Well, you can continue to make fun of her because, fortunately, this has turned out to be basically nothing (for Japan, anyway).
the manga was about a mega quake in Japan, not a tsunami from Russia
Is your wife generally fearful like that or this was a rare occurrence and she can actually have some introspection on that and has a fighting chance of coming on top of that?

I know few folks like that, for them it comes from general lack of understanding of reality, society and human nature, a lot of superstition in various directions and similar traits. Suffice to say its very hard to live up to one's potential in life with such mindset, but such things could be conquered if there is enough resolve.

What happens to the US West coast?
It moves to Arizona? Or is that the other "big one"?
All the tectonics and volcanos that are underground are linked, these seismic events aren't just isolated on islands.

I hate to say this but we can expect a major event in August.

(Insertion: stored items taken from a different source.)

Issue #11, opened 2023-05-12
Struggling to get set up - open api 429 error


TheMany172:
Hello,

Apologies that this may well be a 'me setting it up wrong' thing

But I cannot get the plugin to work

I have downloaded the files and moved them into the directory specified - I also tried using Obsidian BRAT when it didnt work

I have logged into chatGPT online and made an API key and pasted it in the settings for copilot and have it enabled etc

when I open it and enter a chat I get an error popup saying open api error: null pls see console etc

the console for it is:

All I can tell people is to prepare but I see people just with blank expression, there is almost no concern at all which reminds me very much of November 2019.

to put this in perspective, and please, if you work for USGS or whatever, correct me if i am wrong: this is roughly the same magnitude of the 1994 Northridge earthquake in California.

i think i got the scale the wrong way around, the magnitudes reported now are only larger (than Richter) with smaller quakes compared to the Richter; it looks like 8.8ML ~= M8.8. Sorry, i looked at the chart the wrong way around.

I'm actually not sure the Northridge earthquake was cited in the Richter scale, most references I see have it as about a 6.7, which based on the USGS catalog, was it's moment magnitude 6.7 Mw

https://earthquake.usgs.gov/earthquakes/eventpage/ci3144585/...

And today's earthquake for comparison:

https://earthquake.usgs.gov/earthquakes/eventpage/us6000qw60...

And some information of Magnitude types: https://www.usgs.gov/programs/earthquake-hazards/magnitude-t...

I think it's probably safe to assume, that today's earthquake is much more energetic at least.